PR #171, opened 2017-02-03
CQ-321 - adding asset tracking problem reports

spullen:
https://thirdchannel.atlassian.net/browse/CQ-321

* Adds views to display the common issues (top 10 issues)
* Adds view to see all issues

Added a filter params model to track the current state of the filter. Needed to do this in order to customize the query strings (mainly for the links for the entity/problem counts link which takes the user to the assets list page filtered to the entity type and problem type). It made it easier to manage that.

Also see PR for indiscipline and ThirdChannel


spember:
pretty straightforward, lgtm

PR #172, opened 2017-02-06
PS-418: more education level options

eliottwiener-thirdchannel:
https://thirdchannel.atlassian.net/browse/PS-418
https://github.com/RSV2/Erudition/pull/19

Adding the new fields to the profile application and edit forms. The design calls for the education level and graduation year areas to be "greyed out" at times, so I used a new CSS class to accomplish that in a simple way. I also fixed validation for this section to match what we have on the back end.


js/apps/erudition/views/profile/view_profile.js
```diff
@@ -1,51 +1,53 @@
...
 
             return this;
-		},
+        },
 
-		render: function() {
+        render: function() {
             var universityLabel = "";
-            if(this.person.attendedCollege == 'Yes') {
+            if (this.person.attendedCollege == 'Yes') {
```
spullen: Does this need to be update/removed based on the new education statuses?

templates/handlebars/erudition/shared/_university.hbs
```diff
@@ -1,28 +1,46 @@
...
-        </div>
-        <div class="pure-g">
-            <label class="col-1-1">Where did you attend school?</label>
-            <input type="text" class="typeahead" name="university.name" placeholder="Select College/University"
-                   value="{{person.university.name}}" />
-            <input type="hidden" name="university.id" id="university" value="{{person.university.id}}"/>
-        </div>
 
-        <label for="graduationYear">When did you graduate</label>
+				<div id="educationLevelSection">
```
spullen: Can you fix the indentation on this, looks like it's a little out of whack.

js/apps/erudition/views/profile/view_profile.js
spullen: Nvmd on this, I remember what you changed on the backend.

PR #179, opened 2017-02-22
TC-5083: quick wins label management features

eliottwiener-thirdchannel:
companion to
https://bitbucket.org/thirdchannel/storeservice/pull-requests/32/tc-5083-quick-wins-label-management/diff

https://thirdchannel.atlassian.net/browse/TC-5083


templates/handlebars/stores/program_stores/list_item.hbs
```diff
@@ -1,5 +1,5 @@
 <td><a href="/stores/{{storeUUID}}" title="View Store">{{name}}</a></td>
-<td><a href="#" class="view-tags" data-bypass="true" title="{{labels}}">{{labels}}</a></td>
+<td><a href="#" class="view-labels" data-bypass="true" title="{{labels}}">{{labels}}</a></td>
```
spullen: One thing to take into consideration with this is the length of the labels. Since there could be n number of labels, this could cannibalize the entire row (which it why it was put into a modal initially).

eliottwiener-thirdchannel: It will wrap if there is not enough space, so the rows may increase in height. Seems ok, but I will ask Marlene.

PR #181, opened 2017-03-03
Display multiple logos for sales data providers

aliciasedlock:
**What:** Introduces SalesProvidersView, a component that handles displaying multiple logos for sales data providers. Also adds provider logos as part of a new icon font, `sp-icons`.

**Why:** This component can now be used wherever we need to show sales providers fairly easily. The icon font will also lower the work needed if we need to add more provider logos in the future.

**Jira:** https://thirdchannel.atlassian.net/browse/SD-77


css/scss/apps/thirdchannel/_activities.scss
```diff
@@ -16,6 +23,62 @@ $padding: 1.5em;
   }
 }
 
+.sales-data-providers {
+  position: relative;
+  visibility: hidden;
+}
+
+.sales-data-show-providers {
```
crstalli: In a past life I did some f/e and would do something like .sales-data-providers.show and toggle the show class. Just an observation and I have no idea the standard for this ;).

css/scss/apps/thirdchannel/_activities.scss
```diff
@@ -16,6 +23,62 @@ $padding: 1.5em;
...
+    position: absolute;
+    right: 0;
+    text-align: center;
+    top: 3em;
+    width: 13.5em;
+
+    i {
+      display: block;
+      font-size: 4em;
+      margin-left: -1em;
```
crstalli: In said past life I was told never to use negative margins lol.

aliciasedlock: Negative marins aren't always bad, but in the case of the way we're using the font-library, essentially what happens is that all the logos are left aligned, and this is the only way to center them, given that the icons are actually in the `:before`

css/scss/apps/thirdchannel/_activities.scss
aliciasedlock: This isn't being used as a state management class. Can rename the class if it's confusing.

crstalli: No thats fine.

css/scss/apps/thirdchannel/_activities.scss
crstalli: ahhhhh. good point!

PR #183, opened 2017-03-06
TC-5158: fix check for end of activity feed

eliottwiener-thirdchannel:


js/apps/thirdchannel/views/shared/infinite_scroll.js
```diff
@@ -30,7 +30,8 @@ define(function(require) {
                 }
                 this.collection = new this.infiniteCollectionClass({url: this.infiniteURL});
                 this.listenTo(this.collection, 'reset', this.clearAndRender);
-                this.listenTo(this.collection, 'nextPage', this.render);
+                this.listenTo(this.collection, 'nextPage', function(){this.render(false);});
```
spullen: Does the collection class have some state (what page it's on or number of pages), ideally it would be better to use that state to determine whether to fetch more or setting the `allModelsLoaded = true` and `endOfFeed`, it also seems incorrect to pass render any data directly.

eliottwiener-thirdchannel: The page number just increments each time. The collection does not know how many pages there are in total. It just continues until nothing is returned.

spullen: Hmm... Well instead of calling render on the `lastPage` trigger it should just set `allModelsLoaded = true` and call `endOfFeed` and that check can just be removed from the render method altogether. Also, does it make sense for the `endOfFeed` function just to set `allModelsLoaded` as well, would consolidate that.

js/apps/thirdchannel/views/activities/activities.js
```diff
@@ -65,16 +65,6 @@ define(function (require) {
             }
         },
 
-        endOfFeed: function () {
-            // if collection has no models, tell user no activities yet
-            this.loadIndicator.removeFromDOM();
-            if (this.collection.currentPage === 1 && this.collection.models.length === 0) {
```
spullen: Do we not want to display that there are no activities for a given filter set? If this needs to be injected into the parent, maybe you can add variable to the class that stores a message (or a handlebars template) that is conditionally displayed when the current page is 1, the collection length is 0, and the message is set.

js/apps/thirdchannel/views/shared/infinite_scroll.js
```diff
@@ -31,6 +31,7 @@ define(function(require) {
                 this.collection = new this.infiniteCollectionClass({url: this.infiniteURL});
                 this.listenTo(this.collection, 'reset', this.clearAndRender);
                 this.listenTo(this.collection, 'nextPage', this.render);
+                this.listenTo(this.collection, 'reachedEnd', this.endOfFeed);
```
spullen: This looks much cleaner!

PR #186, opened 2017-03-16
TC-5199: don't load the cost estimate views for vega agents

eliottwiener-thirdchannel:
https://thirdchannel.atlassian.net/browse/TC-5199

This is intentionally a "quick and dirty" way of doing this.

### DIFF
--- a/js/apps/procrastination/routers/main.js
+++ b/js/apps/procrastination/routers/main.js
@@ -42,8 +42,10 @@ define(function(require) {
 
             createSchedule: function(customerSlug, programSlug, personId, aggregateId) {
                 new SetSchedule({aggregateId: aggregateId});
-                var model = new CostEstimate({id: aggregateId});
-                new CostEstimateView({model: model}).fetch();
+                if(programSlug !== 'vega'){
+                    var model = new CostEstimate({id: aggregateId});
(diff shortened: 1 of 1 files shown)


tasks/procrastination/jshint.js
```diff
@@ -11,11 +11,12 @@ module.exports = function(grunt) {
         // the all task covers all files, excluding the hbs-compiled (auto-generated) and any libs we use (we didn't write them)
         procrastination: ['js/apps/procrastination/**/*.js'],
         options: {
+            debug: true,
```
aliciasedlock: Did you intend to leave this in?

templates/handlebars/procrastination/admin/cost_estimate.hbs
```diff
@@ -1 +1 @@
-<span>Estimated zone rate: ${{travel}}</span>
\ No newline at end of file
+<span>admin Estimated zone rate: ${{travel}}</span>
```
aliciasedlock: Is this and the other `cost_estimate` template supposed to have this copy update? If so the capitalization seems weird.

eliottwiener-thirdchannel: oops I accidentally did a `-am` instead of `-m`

..............................

ACTIVITY.
Across the data above, how many lines contain the string "life"? Reply with the number and nothing else.

OUTPUT.
2